Assigned task |
Nothing but a number should be given: how many lines of the records include "expressions"?

Records |
************
PR #1352, opened 2020-02-21
Update Esy Version Required

leematos:
0.6.0 is the latest version currently available. I currently am looking to try building and it appears 0.6.2 is not a thing yet?

Not sure what the right answer is, but making an assumption here :)

### DIFF
--- a/docs/docs/for-developers/building.md
+++ b/docs/docs/for-developers/building.md
@@ -10,7 +10,7 @@ sidebar_label: Building from Source
 
 - Install [Git](https://git-scm.com/)
 - Install [Node](https://nodejs.org/en)
-- Install [Esy](https://esy.sh) (__0.6.0__ is required)
+- Install [Esy](https://esy.sh) (__0.6.2__ is required `npm install -g esy@0.6.2`)
 - __Windows-only__: Run `npm install -g windows-build-tools` (this installs some build tools that aren't included by default on Windows)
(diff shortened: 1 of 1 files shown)


bryphe:
Hi @leematos ,

Thanks for the PR!

Did you see an error message when trying to install esy 0.6.2? (`npm install -g esy@0.6.2`).

I see 0.6.2 as the latest published version on NPM:
image

leematos:
weird! I don't really use NPM so my flow following the docs was:

- Prerequisites
  - click link for esy https://esy.sh/
      - See that the website shows 0.6.0 as latest
     - Look at repo releases and tags: https://github.com/esy/esy/releases 
        - See 0.6.1 as listed, but conflicting with esy website

Install 0.6.0, and I'm doing a build now, and submitted this PR to try and coalesce the difference. If 0.6.2 is real and npm installable, It could help to update the docs to just point to the npm install command instead?

bryphe:
Oh, interesting, good point... I think those must be out-of-date. 

I logged an issue on the esy repo to track: https://github.com/esy/esy/issues/1064

bryphe:
And ya, perhaps updating the documentation to show the install command directly - `npm install -g esy@0.6.2` would be clearer.

leematos:
Edited! <3

bryphe:
Excellent, thank you @leematos !

PR #1353, opened 2020-02-21
Feature - Terminal - Part 3: Terminal renderer

bryphe:
This picks up the common model / renderer utilities from https://github.com/revery-ui/revery-terminal and picks up to be used for Onivim 2's terminal rendering.

Note that Onivim 2 supports terminals on Windows as well, because we leverage the extension host (node-pty) for the PTY layer.

Progress:
image

This wires up the `$onProcessData` from our extension host and pipes it into `ReveryTerminal` to be handled. Most of the heavy lifting is handled by Revery Terminal for the state management - this mainly plumbs through the `$onProcessData` into a revery terminal instance (managed by the terminal subscription) - augments the state with `ReveryTerminal.Screen.t` and `ReveryTerminal.Cursor.t`, and then hands it off to `ReveryTerminal.render` to actually draw.

__TODO:__
- [x] Factor terminal renderer out
- [x] Fix revery-terminal compilation on Windows
- [x] Validate and test on Windows


src/Service/Terminal/Service_Terminal.re
```diff
@@ -49,6 +59,29 @@ module Sub = {
...
           };
 
+        let onEffect = eff =>
+          switch (eff) {
+          | ReveryTerminal.ScreenResized(screen)
+          | ReveryTerminal.ScreenUpdated(screen) =>
+            dispatch(TerminalScreenUpdated({id: params.id, screen}))
+          | ReveryTerminal.CursorMoved(cursor) =>
+            dispatch(TerminalCursorMoved({id: params.id, cursor}))
+          // TODO: Handle output
```
bryphe: This will be coming in the next PR, for handling focus / input keys in the terminal.

src/Store/VimStoreConnector.re
```diff
@@ -649,6 +649,24 @@ let start =
       | Some(_) => dispatch(Actions.BufferEnter(metadata, fileType))
       | None => ()
       };
+
+      if (StringEx.startsWith(~prefix="oni://terminal", filePath)) {
```
bryphe: Need to think about a way to generalize this as we add more buffer renderers.

src/UI/EditorGroupView.re
```diff
@@ -228,6 +228,32 @@ let make = (~state: State.t, ~windowId: int, ~editorGroup: EditorGroup.t, ()) =>
             shouldHighlightActiveIndentGuides
           />;
         | BufferRenderer.Welcome => <WelcomeView state />
+        | BufferRenderer.Terminal({id}) =>
+          let maybeFont =
```
bryphe: I'll refactor this to a separate component, and clean up the font handling, before bringing this in.

src/Service/Terminal/Service_Terminal.re
```diff
@@ -14,6 +15,14 @@ type msg =
...
       id: int,
       title: string,
+    })
+  | TerminalScreenUpdated({
+      id: int,
+      screen: [@opaque] ReveryTerminal.Screen.t,
+    })
+  | TerminalCursorMoved({
+      id: int,
+      cursor: [@opaque] ReveryTerminal.Cursor.t,
```
glennsl: Can there be other screens and cursors in this context than terminal screens and terminal cursors?

src/Service/Terminal/Service_Terminal.re
```diff
@@ -63,14 +96,25 @@ module Sub = {
...
             | SendProcessPid({terminalId, pid}) =>
-              dispatch(ProcessStarted({id: terminalId, pid}))
+              dispatchIfMatches(
+                terminalId,
+                ProcessStarted({id: terminalId, pid}),
+              )
+            | SendProcessData({terminalId, data}) =>
+              if (terminalId == params.id) {
+                let _: int = ReveryTerminal.write(~input=data, terminal);
+                ();
```
glennsl: You can also do `ReveryTerminal.write(~input=data, terminal) |> (ignore: int => unit);`. Not saying that's better, but might be, considering `refmt`s behaviour.

What is the ìnt` anyway?  Chars written? I find the API is usually better if it has a separate function returning some status value if that's needed (which it almost never is), while the "plain" one just returns `unit`.

bryphe: Indeed, it's returning the chars actually written. I agree, we should be able to tuck this completely under the `ReveryTerminal` abstraction - https://github.com/revery-ui/revery-terminal/pull/5

bryphe: Fixed this now 👍

src/Service/Terminal/Service_Terminal.re
bryphe: Nope, you're right, the `Terminal` is superfluous - removed!

PR #1360, opened 2020-02-23
Bugfix: Don't clear notifications with <ESC>

bryphe:
As part of our older notification experience (before @glennsl did the awesome UX revamp in #1184 ), we had set it up so that pressing `<ESC>` when a notification was open would clear it out.

This is still wired up, but I think it makes less sense in the current experience, since the notifications are much less obtrusive - it's not obvious that pressing 'esc' is removing them unless you watch the notification counter carefully.


glennsl:
There's apparently an integration test fir it as well, which is of course now failing 😆

PR #1361, opened 2020-02-23
Make when expression parser (almost) fully compatible with vscode

glennsl:
The old menhir parser was too strict and well-defined, and also a bit overkill and difficult to get good error messages out of. Adding more features and reaching full compatibility would therefore have been difficult, perhaps even impossible, because all the weird edge cases would have had to be made explicit in the lexer and parser.

This PR therefore replaces the menhir parser with a hand-built one, translated reasonably directly from vscode (https://github.com/microsoft/vscode/blob/7fc5d9150569247b3494eb3715a078bf7f8e9272/src/vs/platform/contextkey/common/contextkey.ts). This makes the parser really bad, the code itself pretty and, and the semantics vague and weird, but the weirdness should the same as vscode's. Trying to emulate the weirdness with a better design would probably not have lead to better code anyway. And since the translation maps so closely to vscode, future changes should be easy to incorporate.

Feature/wise, this adds:
- `==` and `!=` expressions.
- `=~` (regex) expressions (see the caveat below).
- Compatiblity fixes to comparison semantics.
- Support for a wider range of variable names, including `config.` variables.
- Non-strict parsing. It should never fail.
- Probably a bunch of other less intentional compatibility fixes, like precedence semantics etc.

There is however still one known incompatibility. This uses `ocaml-re`s `Re.Pcre` module for the regexes, which isn't entirely compatible with the ECMAScript regexes that vscode uses. Most importantly, it does not support flags. Although we probably could emulate that, at least the case insensitive flag. But since it's not needed for the `git` extension, and there might be better solutions, I haven't implemented it yet.


src/Model/ContributedMenu.re
```diff
@@ -0,0 +1,10 @@
+type item = {
+  label: string,
+  msg: Actions.t,
+  condition: WhenExpr.t,
+};
+
+type t = {
+  id: string,
+  teims: list(item),
+};
```
glennsl: Oops, this shouldn't really be here.

src/Store/InputStoreConnector.re
```diff
@@ -128,8 +128,9 @@ let start = (window: option(Revery.Window.t), runEffects) => {
 
     let getValue = v =>
       switch (Hashtbl.find_opt(currentConditions, v)) {
-      | Some(variableValue) => variableValue
-      | None => false
+      | Some(true) => WhenExpr.Value.True
+      | Some(false)
+      | None => WhenExpr.Value.False
       };
```
glennsl: We'll need to generalize this as well, to keep track of the contexts globally, and also be able to extend it contextually.

test/Core/WhenExpr/WhenExprTests.re
```diff
@@ -0,0 +1,65 @@
+open TestFramework;
+
+let re = (pattern, str) => {
+  let re = pattern |> Re.Pcre.re |> Re.compile;
+  Re.execp(re, str);
+};
+
+describe("WhenExpr", ({describe, _}) => {
```
bryphe: Thanks for bringing over the tests, too!

src/Core/WhenExpr/WhenExpr.re
```diff
@@ -0,0 +1,156 @@
...
+    | False => "false"
+    | String(str) => str;
+};
+
+[@deriving show({with_path: false})]
+type t =
+  | Defined(string)
+  | Eq(string, Value.t)
+  | Neq(string, Value.t)
+  | Regex(string, option(Re.re))
```
bryphe: Wow, you brought in Regex compatability too - nice!

I wonder how well the `Re` regular expression map to use the regular expression syntax used in VSCode. If we find that we aren't supporting some regular expression constructs that VSCode uses, we could see if Oniguruma handles those. No action needed; just something to think about.

src/Core/WhenExpr/WhenExpr.re
```diff
@@ -0,0 +1,156 @@
...
+          switch (deserializeValue(right)) {
+          | True => Defined(key)
+          | False => Not(Defined(key))
+          | value => Eq(key, value)
+          };
+        | _ => failwith("unreachable")
+        };
+      } else if (Re.execp(regex, str)) {
+        switch (Re.split(regex, str)) {
+        // This matches more than two "pieces", which should be a synatx error.
```
bryphe: Minor typo: `synatx` -> `syntax`

src/Core/WhenExpr/dune
```diff
@@ -0,0 +1,5 @@
+(library
```
bryphe: Thanks for factoring this out into its own module and generalizing it 👍

src/Store/InputStoreConnector.re
bryphe: That makes sense. It seems like we might want to factor out this whole function: https://github.com/onivim/oni2/blob/21f0fffb5c9343a7a6b11840c3bd43da053175fc/src/Store/InputStoreConnector.re#L19 into a common place - something that gives us the 'context' for a `State.t`, and then we can use it to evaluate expressions anywhere.

src/Core/WhenExpr/WhenExpr.re
```diff
@@ -0,0 +1,156 @@
...
+    | And(exprs) => List.for_all(eval, exprs)
+    | Or(exprs) => List.exists(eval, exprs)
+    | Not(expr) => !eval(expr)
+    | Value(value) => Value.asBool(value);
+
+  eval(expr);
+};
+
+module Parse = {
+  // Translated relatively faithfully from
```
bryphe: I think this was the right call to switch from menhir to manual parsing for this particular case. As you mentioned, it'll be easier to keep in sync later too.

src/Core/WhenExpr/WhenExpr.re
glennsl:
```suggestion
        // This matches more than two "pieces", which should be a syntax error.
```

src/Store/InputStoreConnector.re
glennsl: Yeah, I'm currently working on an overhaul of the command infrastructure, which would use `WhenExpr.t` as well to determine if it's enabled, so will do this as part of that.

src/Core/WhenExpr/WhenExpr.re
glennsl: Yeah, I couldn't find a good source for what "standards" oniguruma tries to support, but they're likely also mutually exclusive to some extent, so that vagueness didn't fill me with confidence either. Hopefully the regexes used just aren't all that advanced.

PR #1362, opened 2020-02-23
Use hook setter for inter-component comunication in ContextMenu

glennsl:
Uses the same hook setter trick used in Tooltip, which simplifies the API quite a bit. Also added support for multiple open menus at once in the component itself. Making sure there's only a single menu open is therefore an application-concern now, which is much cleaner.

### DIFF
--- a/src/Model/State.re
+++ b/src/Model/State.re
@@ -9,7 +9,6 @@ open Oni_Input;
 open Oni_Syntax;
 
 module Ext = Oni_Extensions;
-module ContextMenu = Oni_Components.ContextMenu;
 module KeyDisplayer = Oni_Components.KeyDisplayer;
 module Completions = Feature_LanguageSupport.Completions;
 module Diagnostics = Feature_LanguageSupport.Diagnostics;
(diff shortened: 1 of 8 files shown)


src/Model/State.re
```diff
@@ -9,21 +9,26 @@ open Oni_Input;
...
 module Definition = Feature_LanguageSupport.Definition;
 module LanguageFeatures = Feature_LanguageSupport.LanguageFeatures;
 module BufferSyntaxHighlights = Feature_Editor.BufferSyntaxHighlights;
 
+module ContextMenu = {
+  type t =
+    | NotificationStatusBarItem
+    | Nothing;
+};
+
```
glennsl: I think we might want to have a `Feature_ContextMenu` project for the application-specific model and store, but for now I just plopped the model in here. If you agree this is the right approach I can include that in this PR as well though.

src/UI/StatusBar.re
```diff
@@ -233,13 +234,34 @@ let notificationCount =
...
+    <ContextMenu
       orientation=(`Top, `Left)
-      offsetX=(-10) // correct for item padding
-      model=contextMenu
-      onUpdate=onContextMenuUpdate
-    />
+      offsetX=(-10)
+      items
+      theme
+      font // correct for item padding
```
glennsl: `refmt`...

src/Model/State.re
bryphe: That makes sense to me to have a `Feature_ContextMenu`. I'm not sure if it is pressing right now since the surface area is small.

I'll leave it up to you if you want to include it in this PR, or in a separate one down the road 👍

glennsl: We'll do it later then.

PR #1366, opened 2020-02-25
add scroll bar to SCM Pane (fix #1358)

### LINKED ISSUE #1358: UI - SCM Pane: No scrollbar on overflow
From 1:24 of this repro video: https://drive.google.com/file/d/1e8O9_tD6BkVTLURk04O9m4_7bX46qfBx/view?usp=sharing

When there are too many files, we don't have a proper overflow experience:

image

glennsl:
Fixes #1358 

The SCM UI is very preliminary, but no reason to not have a scrollbar when adding it is so trivial.

I'm also looking at fixing the extension list, but that's trickier because it involves the FlatList, with all its edge cases.

### DIFF
--- a/src/Feature/SCM/Feature_SCM.re
+++ b/src/Feature/SCM/Feature_SCM.re
@@ -529,7 +529,7 @@ module Pane = {
       return((provider, group));
     };
 
-    <View style=Styles.container>
+    <ScrollView style=Styles.container>
       <Input
         style={Styles.input(~font)}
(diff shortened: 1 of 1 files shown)


glennsl:
y u no CI? Have you added a threshold to it or something, @bryphe?

bryphe:
@glennsl - weird! No threshold... not sure why CI isn't kicking off. Looking into it.

Thanks for fixing this, and the help with the extension list too!

PR #1426, opened 2020-03-06
allow saving of buffer with ctrl+s

jakeday:
Would something like this work for mapping ctrl+s to save? Thoughts on alternative ways to handle it?

### DIFF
************
Solution for this problem |
3